Print nothing except the lines of the listing below from the line with "PR #3286, opened 2026-09-02" to the line with "(line 44), the", each exactly as written, both ends included.
######
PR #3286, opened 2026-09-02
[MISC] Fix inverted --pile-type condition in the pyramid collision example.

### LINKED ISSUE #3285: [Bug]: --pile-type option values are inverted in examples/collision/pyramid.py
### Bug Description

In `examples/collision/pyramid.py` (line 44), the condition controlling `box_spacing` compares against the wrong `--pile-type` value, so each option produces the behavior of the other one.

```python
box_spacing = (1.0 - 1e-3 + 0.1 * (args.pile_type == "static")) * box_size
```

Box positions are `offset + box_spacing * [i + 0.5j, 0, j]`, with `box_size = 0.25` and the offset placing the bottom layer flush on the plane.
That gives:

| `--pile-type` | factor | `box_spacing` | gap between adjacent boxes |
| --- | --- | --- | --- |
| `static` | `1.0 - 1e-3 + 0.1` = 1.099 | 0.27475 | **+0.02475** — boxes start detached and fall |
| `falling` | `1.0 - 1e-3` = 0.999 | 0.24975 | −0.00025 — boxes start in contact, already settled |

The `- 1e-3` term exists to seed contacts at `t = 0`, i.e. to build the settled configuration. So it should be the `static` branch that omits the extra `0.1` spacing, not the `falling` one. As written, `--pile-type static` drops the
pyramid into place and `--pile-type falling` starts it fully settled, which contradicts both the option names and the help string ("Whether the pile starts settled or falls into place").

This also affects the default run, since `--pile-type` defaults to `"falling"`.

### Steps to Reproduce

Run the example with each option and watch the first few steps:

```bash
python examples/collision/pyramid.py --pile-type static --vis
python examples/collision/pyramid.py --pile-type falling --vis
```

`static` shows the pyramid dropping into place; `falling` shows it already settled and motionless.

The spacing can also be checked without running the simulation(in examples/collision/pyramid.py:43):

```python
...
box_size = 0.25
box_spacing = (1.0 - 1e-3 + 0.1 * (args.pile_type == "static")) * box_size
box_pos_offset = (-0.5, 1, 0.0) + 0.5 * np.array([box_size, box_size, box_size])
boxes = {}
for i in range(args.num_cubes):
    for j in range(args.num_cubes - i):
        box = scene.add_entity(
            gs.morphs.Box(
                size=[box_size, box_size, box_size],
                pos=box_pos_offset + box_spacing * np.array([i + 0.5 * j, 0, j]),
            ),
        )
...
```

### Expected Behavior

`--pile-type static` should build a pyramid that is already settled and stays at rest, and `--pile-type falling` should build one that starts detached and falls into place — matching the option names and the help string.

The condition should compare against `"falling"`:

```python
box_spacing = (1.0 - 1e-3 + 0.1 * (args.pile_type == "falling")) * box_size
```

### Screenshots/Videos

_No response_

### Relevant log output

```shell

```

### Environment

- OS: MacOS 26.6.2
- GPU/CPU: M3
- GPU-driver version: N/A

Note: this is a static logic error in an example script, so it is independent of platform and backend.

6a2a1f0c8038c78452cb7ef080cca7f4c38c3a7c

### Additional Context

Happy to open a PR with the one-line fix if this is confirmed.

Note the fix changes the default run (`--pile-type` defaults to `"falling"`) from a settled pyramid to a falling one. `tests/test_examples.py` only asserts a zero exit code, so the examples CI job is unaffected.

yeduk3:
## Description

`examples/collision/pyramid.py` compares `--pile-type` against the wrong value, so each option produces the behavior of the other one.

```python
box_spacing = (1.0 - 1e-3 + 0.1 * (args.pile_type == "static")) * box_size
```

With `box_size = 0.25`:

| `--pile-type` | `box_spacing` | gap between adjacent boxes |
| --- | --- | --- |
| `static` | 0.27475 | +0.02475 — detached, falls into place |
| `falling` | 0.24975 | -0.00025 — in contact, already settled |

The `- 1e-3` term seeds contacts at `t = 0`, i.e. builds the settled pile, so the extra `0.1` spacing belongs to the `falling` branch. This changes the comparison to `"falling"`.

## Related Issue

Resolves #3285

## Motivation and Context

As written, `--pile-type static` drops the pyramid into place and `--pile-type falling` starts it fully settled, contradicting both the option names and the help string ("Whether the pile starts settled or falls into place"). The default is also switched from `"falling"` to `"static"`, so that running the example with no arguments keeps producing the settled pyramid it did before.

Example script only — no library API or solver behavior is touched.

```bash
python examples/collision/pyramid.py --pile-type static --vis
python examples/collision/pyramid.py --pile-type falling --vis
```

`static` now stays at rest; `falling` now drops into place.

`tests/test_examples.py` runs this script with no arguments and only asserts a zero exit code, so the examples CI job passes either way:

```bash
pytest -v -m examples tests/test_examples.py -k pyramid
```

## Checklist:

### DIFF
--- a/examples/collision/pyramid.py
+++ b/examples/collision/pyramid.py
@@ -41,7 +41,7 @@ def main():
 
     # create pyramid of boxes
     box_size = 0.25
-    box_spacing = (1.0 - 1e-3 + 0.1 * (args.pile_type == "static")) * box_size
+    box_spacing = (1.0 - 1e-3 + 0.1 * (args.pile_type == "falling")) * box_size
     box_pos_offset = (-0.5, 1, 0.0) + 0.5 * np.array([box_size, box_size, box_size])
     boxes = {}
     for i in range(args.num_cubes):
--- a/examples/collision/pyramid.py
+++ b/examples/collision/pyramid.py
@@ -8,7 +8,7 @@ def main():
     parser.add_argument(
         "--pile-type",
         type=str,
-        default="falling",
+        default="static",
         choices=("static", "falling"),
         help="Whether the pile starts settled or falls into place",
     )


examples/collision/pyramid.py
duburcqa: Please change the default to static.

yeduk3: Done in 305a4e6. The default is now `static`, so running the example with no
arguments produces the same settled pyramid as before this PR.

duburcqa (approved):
######
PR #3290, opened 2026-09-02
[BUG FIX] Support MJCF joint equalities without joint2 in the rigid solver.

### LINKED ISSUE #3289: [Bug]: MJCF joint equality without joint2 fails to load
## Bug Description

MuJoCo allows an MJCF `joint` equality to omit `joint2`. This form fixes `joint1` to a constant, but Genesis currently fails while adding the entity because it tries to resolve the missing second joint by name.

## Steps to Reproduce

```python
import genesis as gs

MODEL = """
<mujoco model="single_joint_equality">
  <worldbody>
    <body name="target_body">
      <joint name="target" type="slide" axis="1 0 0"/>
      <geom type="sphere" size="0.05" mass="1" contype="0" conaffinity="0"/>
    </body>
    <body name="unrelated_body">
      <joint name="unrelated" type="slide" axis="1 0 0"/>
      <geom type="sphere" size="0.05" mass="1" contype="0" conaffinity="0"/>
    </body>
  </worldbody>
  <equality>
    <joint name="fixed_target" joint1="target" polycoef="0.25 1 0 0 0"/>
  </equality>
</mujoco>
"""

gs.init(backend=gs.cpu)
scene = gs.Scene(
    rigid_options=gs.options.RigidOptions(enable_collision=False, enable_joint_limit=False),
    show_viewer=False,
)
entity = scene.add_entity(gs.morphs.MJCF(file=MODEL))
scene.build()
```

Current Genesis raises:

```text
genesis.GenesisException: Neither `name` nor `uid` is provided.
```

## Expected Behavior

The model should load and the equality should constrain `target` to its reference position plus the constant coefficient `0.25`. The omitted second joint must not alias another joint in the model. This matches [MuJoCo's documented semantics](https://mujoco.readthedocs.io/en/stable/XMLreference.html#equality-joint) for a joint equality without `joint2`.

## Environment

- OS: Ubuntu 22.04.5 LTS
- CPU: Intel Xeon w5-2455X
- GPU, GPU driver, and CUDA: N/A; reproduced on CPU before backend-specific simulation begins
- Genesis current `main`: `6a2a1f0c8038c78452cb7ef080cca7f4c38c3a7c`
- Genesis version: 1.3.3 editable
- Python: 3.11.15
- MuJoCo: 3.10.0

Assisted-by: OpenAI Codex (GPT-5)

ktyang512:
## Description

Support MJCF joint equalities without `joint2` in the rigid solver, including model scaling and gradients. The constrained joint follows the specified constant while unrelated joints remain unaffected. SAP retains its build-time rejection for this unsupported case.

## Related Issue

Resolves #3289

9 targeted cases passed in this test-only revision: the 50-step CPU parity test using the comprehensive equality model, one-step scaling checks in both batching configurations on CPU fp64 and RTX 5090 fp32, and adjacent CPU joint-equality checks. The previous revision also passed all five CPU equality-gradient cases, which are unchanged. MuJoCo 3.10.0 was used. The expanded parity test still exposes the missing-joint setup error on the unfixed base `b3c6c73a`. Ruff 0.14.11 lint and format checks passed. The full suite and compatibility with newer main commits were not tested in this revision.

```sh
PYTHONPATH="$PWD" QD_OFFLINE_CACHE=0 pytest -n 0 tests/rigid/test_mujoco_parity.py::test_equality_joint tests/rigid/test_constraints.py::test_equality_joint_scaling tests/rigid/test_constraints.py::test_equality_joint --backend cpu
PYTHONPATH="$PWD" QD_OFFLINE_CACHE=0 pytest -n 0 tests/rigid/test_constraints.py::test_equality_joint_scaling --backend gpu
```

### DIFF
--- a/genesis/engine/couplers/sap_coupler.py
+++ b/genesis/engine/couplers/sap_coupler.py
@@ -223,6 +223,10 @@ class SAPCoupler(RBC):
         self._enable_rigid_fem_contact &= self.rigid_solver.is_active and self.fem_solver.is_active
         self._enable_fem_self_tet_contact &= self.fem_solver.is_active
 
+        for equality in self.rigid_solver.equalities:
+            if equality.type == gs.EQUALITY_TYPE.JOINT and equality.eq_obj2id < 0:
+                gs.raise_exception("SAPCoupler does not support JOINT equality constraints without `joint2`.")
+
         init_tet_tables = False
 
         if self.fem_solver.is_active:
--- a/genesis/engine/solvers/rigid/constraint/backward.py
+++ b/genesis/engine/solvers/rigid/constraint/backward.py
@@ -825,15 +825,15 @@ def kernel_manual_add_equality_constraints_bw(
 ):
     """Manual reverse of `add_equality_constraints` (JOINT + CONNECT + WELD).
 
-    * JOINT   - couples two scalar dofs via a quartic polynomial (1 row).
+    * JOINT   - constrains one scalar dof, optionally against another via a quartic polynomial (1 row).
######
> [SOLUTION FOR THIS TASK]
PR #3286, opened 2026-09-02
[MISC] Fix inverted --pile-type condition in the pyramid collision example.

### LINKED ISSUE #3285: [Bug]: --pile-type option values are inverted in examples/collision/pyramid.py
### Bug Description

In `examples/collision/pyramid.py` (line 44), the condition controlling `box_spacing` compares against the wrong `--pile-type` value, so each option produces the behavior of the other one.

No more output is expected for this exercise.